The former section reads: ‘Any person who contravenes any provision of this Act is liable to any other person for any loss or damage suffered by that person as a result of that contravention.’
Section 20(6) also encourages the view that individual shareholders have claims against directors. It reads: ‘Each shareholder of a company has a claim for damages against any person who intentionally, fraudulently or due to gross negligence causes the company to do anything inconsistent with this Act.’
However, the court found that the ruling in the English case trumped her arguments.
‘That shareholders should seek redress, given the scale of their losses, is unsurprising,’ said Judge David Unterhalter. ‘That this is sought to be done by way of a class action entails some novelty. The premise of the application for certification is that many retail investors, who have suffered losses important to them, will not be able to bring their cases to court, if these claims are brought by each shareholder.
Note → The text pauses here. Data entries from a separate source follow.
PR #1216, opened 2017-02-12
Create main window at 0,0 if its the same size as the display

### LINKED ISSUE #1051: -window command-line argument not working
I tried launching FSO with -window, both using the MSVC 2015 debugger and specifying -window in the command-line using wxLauncher.  In all attempts, FSO launched full-screen.

asarium:
This fixes #1051 by explicity telling SDL to create the window in the
display corner instead of centering the window. This has caused some
problems because the window borders aren't visible anymore in this case
which lead to some confusion.

@Goober5000 Please test if this fixes your issue since I don't have a system where this bug happens.

### DIFF
--- a/freespace2/SDLGraphicsOperations.cpp
+++ b/freespace2/SDLGraphicsOperations.cpp
@@ -163,9 +163,28 @@ std::unique_ptr<os::Viewport> SDLGraphicsOperations::createViewport(const os::Vi
 		windowflags |= SDL_WINDOW_RESIZABLE;
 	}
 
+	SDL_Rect bounds;
+	if (SDL_GetDisplayBounds(props.display, &bounds) != 0) {
+		mprintf(("Failed to get display bounds: %s\n", SDL_GetError()));
+		return nullptr;
+	}
+
+	int x;
+	int y;
+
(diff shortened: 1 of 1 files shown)


chief1983:
Does this affect full-screen (borderless) windowed mode, or does that still work?  I thought as long as this behavior was known, it was actually kind of useful to have a way to have a windowed mode that doesn't look windowed.

asarium:
This doesn't affect the borderless window mode since the result would have been the same anyway. Also, the borderless window mode is working perfectly or are you having issue with it?

chief1983:
I seem to remember something about borderless only being supported oncertain platforms?

asarium:
That was before SDL2. Now it's supported everwhere.

Goober5000:
@asarium I tested this per request.  The window still appears full-screen, without any visible borders or title bar.  However, the log message "SDL: Creating window at 0,0 because window has same size as desktop." does appear which makes diagnosing problems easier.

asarium:
It's unfortunate that the placement is still wrong but, as you said, the log message should help if someone else has this issue in the future.

Goober5000:
True.

PR #2286, opened 2020-02-29
Fred2 version small fix

### LINKED ISSUE #2281: FRED2_Open improperly reporting version number?
It seems like recent versions of FRED2_Open are improperly identifying themselves as 3.8.1:
obraz

Goober5000:
I originally wanted to embed the version string in fred.rc, but after combing the documentation and stackoverflow for over an hour, I'm no closer to solving it that way.  Instead, I coded a quick hack to modify the title as part of window initialization.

Like Ms De Bruyn, their claims are too modest to justify the cost of complex litigation. A class action, however, would secure access to the courts and the prospect of redress for thousands of individual shareholders who lack the resources of institutional investors,’ said Unterhalter on page six of his 100-page ruling.
Ninety-three pages later, notes Moneyweb, the judge confirms De Bruyn does not have a ‘triable’ case.
The rule that dictated that De Bruyn’s case was not ‘triable’ was set all the way back in England in 1843 in the Foss v Harbottle matter. The essence of that ruling was that the shareholders suffered losses because the company was wronged by its directors, therefore it was only the company that was able to sue the directors.
Moneyweb quotes a lawyer as saying: ‘If politicians want shareholders to be able to hold directors to account they will have to change the law.’